[Start of Attachment]
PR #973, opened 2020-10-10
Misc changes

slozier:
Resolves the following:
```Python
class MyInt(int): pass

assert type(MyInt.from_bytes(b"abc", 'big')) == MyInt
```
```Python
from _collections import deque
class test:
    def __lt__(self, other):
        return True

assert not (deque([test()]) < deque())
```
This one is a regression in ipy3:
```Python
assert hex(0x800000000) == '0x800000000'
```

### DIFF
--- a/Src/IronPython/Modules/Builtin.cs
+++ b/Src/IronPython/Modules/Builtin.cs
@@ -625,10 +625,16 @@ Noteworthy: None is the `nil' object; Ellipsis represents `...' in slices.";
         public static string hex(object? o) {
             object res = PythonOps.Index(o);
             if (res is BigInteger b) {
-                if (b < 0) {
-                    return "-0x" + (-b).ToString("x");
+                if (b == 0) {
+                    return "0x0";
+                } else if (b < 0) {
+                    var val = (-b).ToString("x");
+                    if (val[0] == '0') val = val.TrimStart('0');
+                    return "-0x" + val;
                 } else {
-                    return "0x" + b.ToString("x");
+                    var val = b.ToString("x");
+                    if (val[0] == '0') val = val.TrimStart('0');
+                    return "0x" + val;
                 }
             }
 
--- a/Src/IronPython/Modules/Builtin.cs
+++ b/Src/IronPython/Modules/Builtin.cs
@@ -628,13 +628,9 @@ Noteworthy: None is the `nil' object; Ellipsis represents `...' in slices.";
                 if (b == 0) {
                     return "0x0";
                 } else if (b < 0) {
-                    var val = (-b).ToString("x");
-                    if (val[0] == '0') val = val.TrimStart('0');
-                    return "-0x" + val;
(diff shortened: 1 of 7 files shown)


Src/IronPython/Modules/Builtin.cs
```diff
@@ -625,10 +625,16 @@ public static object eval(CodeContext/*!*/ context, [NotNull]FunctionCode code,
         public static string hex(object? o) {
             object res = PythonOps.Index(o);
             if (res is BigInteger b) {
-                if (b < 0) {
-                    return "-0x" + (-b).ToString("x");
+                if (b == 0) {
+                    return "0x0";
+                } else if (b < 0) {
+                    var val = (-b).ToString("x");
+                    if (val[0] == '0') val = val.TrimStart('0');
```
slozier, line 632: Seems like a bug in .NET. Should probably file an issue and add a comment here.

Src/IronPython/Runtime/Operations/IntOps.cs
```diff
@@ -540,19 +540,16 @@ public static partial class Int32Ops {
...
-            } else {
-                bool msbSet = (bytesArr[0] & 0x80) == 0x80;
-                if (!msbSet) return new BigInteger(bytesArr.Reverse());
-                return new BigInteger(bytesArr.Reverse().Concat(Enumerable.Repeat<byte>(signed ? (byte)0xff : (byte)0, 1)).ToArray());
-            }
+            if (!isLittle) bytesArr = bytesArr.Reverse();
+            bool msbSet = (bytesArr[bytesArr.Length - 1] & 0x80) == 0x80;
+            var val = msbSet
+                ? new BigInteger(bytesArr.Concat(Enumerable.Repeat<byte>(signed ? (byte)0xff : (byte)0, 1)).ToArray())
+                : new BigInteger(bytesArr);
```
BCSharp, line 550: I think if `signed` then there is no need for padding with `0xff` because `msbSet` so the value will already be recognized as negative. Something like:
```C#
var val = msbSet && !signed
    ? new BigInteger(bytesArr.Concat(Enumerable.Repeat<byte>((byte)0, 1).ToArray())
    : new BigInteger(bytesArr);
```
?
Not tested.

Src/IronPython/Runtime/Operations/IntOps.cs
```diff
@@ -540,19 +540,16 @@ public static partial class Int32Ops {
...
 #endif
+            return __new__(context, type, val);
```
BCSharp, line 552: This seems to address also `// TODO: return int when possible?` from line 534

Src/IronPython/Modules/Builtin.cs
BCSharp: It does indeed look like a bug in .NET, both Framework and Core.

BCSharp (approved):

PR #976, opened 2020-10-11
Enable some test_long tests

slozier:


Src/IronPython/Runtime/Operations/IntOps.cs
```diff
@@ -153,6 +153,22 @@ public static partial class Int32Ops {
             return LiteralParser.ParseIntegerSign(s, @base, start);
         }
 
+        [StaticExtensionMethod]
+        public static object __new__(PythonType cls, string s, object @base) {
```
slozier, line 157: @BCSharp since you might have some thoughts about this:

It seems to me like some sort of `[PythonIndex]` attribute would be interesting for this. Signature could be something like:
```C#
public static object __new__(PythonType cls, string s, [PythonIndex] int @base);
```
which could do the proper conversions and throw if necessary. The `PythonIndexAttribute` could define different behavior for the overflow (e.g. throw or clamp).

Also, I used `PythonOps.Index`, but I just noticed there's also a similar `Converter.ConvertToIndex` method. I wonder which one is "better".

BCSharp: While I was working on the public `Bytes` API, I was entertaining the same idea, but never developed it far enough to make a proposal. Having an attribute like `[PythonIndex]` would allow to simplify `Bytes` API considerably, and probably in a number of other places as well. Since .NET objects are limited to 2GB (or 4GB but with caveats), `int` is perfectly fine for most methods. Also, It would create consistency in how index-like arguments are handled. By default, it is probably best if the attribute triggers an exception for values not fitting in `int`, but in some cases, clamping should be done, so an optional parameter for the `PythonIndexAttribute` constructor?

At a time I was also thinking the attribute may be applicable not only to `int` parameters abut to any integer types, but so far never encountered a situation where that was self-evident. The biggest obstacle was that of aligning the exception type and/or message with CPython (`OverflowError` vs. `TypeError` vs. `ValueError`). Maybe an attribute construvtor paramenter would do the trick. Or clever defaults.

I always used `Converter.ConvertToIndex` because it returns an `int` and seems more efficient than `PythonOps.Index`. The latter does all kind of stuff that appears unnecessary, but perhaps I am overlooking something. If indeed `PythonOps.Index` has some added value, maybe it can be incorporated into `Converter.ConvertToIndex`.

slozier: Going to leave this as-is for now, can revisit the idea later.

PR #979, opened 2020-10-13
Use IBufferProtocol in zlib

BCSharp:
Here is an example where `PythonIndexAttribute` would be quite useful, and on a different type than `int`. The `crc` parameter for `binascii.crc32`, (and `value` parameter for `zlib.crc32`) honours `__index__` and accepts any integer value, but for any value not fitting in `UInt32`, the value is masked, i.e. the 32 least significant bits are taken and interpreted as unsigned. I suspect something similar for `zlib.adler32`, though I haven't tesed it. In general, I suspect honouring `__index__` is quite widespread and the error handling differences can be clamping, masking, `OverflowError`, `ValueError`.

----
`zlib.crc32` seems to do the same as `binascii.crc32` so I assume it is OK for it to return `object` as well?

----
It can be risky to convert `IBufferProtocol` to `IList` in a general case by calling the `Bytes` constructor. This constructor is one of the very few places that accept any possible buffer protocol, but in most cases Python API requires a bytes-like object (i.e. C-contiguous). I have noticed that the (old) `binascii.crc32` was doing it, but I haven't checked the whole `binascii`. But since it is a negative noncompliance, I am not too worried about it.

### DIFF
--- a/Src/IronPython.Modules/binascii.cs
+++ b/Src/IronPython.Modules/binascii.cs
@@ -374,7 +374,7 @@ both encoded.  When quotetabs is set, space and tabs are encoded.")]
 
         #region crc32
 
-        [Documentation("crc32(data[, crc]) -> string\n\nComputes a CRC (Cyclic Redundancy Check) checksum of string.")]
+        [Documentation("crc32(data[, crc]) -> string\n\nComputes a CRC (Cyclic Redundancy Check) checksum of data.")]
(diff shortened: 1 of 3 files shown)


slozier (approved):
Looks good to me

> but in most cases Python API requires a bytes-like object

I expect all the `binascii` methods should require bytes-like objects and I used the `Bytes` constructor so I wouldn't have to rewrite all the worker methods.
[End of Attachment]
[Start of Attachment]
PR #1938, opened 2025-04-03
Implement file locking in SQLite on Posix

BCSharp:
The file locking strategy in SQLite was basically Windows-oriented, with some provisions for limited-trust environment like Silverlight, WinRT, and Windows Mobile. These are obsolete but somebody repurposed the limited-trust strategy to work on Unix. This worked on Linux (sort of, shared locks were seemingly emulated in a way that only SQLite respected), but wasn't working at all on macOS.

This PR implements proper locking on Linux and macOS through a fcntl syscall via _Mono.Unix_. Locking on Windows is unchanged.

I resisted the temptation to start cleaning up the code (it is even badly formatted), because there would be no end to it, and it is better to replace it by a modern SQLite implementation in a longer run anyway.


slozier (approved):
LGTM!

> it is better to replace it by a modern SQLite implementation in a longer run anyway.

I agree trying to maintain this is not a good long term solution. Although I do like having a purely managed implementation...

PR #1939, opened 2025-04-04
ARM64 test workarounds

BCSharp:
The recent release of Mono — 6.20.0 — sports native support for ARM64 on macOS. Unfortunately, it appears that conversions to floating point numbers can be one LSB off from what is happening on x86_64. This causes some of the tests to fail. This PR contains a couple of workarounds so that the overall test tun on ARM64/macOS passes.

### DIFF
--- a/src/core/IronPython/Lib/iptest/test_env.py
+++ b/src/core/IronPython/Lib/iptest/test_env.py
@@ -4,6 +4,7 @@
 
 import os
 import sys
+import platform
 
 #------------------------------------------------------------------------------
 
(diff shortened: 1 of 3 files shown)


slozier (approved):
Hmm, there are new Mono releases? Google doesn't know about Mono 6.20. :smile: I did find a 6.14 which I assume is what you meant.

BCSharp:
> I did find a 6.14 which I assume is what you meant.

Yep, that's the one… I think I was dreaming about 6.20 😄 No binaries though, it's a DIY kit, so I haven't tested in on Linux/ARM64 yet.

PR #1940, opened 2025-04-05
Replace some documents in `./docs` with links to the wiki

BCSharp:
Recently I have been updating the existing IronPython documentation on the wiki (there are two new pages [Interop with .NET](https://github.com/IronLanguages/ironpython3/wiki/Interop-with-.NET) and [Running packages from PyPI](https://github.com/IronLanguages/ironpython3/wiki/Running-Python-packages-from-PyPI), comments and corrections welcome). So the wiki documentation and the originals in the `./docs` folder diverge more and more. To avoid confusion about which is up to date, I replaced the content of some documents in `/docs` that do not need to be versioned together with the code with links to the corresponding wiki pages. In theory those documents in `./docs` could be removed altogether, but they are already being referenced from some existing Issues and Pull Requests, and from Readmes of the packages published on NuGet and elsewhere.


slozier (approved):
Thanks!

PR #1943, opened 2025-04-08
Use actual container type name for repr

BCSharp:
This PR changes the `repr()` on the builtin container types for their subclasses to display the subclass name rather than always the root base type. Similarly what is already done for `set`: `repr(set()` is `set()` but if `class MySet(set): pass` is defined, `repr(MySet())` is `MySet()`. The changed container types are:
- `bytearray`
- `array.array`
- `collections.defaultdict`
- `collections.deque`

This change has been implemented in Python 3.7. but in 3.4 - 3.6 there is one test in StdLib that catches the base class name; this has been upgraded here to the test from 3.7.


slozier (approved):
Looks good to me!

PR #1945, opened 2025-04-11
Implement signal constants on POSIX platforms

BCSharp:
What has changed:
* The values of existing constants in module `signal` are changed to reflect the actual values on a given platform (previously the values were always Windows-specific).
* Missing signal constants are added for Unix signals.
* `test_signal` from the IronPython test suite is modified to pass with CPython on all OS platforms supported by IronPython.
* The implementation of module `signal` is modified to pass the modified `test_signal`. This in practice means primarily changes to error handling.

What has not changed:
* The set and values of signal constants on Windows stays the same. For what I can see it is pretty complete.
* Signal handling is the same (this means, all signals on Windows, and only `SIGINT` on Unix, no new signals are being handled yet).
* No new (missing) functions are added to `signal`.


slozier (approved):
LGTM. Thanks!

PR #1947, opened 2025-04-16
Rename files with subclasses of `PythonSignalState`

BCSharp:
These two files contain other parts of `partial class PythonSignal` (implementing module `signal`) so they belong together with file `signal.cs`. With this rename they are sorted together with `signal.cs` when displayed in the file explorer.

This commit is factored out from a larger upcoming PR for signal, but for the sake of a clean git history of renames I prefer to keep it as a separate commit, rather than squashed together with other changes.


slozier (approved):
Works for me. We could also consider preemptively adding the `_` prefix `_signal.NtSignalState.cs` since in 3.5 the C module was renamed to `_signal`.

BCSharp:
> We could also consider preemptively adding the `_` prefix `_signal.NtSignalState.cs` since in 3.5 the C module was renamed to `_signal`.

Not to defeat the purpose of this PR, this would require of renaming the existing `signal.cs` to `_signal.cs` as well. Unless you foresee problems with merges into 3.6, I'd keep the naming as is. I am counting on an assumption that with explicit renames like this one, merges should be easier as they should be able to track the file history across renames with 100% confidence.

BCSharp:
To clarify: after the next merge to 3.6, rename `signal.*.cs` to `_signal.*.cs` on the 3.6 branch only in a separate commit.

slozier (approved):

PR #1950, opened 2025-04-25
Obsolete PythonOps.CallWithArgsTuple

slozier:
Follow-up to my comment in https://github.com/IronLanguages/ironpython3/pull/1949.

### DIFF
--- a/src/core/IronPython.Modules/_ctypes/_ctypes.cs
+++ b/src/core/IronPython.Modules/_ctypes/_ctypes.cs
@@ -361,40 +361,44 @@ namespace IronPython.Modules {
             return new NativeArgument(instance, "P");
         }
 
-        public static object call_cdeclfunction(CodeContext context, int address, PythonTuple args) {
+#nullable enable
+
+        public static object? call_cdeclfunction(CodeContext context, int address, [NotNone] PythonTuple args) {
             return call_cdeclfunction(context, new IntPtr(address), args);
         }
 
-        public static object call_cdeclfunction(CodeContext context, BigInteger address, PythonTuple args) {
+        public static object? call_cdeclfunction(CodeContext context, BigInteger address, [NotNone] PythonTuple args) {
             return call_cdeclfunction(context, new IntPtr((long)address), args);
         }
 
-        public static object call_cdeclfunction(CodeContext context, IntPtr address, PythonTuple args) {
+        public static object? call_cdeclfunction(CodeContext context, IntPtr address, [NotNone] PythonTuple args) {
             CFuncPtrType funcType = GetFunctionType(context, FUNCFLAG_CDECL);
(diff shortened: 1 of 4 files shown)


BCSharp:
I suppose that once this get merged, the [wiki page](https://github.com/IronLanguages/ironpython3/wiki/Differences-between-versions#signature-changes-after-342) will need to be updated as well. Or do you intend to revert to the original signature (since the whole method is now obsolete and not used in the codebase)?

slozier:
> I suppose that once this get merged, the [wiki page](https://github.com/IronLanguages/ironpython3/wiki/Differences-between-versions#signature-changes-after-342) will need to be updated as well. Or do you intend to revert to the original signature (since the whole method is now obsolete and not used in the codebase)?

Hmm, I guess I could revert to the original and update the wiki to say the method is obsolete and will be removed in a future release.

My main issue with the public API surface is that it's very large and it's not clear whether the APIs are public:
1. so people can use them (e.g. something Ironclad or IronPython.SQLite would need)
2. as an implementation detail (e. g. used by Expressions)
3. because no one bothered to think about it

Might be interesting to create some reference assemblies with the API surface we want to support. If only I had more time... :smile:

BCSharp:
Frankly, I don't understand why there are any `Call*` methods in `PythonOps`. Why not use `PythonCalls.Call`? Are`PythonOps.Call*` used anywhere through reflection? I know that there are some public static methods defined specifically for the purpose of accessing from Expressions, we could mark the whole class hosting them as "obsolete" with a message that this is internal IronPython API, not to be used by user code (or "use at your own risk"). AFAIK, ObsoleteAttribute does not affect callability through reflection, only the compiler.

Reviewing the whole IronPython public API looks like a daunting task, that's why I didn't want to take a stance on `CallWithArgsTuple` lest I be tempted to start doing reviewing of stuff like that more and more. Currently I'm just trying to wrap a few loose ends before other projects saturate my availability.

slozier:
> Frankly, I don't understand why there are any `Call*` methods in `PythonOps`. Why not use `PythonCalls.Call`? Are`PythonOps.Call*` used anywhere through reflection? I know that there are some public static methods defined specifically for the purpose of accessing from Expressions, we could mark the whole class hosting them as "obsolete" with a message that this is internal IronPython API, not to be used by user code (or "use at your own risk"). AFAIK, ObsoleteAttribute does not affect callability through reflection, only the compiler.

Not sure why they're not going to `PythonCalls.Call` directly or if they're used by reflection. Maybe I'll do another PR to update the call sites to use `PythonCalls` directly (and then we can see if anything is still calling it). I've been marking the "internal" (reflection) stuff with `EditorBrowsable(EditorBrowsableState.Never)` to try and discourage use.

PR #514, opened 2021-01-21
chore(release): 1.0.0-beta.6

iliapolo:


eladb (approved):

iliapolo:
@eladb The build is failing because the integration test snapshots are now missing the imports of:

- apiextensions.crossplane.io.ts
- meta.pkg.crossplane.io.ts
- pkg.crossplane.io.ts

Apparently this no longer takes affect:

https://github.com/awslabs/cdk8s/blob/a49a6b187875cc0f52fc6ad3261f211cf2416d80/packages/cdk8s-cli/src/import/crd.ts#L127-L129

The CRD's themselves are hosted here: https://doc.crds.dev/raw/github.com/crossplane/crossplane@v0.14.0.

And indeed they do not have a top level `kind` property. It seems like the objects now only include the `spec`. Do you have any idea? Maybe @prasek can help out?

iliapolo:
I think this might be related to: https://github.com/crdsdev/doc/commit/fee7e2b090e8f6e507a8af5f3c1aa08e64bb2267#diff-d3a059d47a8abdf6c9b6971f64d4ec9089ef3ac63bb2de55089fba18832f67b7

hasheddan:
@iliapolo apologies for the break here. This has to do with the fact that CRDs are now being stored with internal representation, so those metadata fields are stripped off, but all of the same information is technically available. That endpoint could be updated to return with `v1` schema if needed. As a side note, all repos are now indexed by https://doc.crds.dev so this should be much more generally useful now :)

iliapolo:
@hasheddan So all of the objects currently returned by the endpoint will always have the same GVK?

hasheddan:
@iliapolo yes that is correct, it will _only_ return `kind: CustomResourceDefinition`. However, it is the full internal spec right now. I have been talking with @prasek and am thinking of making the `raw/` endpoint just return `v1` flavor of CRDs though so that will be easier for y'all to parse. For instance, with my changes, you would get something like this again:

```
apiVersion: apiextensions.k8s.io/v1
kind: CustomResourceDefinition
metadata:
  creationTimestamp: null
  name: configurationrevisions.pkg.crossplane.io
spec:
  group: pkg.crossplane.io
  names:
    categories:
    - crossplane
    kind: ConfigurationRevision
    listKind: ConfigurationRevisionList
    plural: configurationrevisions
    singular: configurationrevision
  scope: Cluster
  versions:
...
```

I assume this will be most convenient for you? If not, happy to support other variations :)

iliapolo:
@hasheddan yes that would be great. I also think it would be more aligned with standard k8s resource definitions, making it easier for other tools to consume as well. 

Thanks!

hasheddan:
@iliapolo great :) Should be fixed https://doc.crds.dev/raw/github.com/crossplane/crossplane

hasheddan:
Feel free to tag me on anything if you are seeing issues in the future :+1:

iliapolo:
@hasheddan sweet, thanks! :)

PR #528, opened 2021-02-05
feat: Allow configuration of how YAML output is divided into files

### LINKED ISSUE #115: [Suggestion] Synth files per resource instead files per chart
[End of Attachment]
Lines of the data that include the string "MyInt" are to be counted; report the total by itself.

2